WHAT IS REQUIRED: Give back exactly the first lines of the entries below, through the line with "### LINKED ISSUE".

INFORMATION SHOWN:
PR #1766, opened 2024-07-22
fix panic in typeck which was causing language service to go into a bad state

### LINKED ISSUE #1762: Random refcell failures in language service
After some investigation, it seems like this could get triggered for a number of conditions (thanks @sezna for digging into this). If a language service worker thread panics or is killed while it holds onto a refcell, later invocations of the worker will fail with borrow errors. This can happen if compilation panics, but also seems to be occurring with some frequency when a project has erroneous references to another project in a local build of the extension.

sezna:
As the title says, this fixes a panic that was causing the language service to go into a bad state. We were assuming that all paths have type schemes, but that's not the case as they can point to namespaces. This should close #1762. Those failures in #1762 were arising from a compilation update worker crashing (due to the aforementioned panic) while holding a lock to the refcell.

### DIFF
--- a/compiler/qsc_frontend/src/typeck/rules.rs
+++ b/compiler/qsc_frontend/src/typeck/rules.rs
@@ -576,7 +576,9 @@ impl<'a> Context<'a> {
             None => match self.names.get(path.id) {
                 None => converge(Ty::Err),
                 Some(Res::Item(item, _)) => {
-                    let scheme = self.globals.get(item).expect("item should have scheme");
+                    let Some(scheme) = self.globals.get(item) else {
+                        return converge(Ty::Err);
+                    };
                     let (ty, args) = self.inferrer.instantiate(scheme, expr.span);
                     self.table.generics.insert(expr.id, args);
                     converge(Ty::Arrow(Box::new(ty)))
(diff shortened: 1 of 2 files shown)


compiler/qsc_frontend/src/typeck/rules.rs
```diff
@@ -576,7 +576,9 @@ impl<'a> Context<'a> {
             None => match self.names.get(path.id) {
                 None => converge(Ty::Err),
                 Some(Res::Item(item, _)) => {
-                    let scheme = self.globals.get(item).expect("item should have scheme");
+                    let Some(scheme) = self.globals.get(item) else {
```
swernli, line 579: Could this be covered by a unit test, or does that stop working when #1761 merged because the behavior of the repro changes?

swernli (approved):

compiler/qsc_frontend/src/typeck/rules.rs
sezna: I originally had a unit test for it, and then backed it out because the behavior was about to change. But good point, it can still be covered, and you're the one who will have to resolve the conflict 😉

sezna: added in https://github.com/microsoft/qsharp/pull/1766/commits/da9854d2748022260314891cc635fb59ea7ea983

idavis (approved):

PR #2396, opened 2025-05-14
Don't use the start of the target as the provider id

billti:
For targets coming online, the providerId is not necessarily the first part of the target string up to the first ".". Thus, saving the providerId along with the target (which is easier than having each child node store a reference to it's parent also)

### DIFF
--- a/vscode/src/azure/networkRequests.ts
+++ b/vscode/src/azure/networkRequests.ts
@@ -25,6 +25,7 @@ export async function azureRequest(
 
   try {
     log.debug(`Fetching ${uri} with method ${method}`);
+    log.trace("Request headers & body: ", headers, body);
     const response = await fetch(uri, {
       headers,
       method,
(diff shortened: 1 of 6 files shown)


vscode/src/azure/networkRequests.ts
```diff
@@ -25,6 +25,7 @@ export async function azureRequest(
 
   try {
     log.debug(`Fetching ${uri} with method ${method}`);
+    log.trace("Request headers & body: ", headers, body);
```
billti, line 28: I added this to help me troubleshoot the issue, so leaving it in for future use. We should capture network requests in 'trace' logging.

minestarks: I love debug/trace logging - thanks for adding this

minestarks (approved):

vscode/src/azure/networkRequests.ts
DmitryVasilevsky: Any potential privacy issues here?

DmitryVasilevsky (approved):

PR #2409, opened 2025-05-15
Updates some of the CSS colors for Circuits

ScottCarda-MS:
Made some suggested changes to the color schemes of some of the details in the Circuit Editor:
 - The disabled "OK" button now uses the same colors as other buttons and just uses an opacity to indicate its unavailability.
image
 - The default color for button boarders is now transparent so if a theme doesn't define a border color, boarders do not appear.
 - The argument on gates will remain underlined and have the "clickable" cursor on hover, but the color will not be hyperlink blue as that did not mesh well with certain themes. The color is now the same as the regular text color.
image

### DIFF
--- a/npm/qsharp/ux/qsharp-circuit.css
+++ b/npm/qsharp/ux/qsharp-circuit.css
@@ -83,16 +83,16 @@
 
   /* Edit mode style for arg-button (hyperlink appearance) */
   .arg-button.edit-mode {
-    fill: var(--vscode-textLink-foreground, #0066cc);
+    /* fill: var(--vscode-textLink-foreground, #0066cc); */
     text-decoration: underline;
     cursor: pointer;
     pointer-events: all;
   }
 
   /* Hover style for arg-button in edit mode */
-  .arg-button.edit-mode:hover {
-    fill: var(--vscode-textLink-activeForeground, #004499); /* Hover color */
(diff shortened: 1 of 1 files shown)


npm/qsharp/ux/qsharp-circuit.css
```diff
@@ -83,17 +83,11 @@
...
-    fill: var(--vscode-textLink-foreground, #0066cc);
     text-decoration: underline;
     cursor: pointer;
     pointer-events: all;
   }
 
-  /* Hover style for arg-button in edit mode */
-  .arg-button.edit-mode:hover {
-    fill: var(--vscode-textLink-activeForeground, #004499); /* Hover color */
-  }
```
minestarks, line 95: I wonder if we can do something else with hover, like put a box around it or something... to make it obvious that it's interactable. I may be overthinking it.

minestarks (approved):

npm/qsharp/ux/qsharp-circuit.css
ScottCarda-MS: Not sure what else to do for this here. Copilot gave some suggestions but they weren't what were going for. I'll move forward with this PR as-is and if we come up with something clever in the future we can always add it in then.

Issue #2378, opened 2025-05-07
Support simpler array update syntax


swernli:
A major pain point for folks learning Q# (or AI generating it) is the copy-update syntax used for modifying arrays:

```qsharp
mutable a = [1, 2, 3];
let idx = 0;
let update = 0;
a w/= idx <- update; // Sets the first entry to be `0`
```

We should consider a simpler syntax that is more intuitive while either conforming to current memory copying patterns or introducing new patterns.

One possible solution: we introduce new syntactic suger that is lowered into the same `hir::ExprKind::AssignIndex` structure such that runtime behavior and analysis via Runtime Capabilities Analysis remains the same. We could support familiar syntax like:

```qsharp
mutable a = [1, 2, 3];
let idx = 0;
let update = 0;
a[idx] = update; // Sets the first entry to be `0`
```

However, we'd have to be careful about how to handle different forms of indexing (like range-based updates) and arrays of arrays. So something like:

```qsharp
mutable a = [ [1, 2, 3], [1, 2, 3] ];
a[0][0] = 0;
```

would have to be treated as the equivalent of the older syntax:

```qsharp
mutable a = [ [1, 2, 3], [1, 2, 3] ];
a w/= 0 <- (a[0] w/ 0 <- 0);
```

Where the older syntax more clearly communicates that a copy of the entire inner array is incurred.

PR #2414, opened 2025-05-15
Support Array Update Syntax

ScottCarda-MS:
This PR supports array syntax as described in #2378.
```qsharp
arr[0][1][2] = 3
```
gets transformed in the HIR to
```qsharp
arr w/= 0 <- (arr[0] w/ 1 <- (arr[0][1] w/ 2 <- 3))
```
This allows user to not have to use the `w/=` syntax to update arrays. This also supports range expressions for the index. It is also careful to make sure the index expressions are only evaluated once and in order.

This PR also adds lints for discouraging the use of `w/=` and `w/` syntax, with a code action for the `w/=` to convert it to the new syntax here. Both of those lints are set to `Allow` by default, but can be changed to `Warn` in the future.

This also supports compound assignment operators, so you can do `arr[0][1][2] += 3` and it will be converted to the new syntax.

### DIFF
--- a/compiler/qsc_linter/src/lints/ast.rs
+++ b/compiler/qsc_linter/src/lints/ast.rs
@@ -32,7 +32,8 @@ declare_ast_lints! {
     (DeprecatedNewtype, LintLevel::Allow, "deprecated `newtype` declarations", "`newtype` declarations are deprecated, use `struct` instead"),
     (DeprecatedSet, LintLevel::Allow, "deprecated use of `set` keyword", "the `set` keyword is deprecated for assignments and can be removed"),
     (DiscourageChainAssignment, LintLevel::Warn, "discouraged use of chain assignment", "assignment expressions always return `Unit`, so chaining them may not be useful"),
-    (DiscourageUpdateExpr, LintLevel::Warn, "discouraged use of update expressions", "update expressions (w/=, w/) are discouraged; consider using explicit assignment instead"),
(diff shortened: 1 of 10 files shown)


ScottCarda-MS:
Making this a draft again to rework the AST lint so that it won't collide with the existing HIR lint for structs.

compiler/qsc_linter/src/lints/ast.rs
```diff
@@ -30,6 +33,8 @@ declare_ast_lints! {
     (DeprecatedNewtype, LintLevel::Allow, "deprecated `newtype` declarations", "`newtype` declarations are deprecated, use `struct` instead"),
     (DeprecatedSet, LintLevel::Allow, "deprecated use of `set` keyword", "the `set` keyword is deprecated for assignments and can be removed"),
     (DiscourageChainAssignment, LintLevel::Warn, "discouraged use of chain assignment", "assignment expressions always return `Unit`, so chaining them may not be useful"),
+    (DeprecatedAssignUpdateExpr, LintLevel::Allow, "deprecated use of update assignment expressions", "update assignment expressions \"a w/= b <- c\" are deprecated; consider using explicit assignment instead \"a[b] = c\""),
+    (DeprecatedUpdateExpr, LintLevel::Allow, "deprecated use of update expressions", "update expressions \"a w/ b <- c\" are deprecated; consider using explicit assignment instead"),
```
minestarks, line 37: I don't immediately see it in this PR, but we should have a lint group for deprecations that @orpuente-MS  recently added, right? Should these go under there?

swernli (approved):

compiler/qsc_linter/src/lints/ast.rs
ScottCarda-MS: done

TASK OUTPUT:
PR #1766, opened 2024-07-22
fix panic in typeck which was causing language service to go into a bad state

### LINKED ISSUE #1762: Random refcell failures in language service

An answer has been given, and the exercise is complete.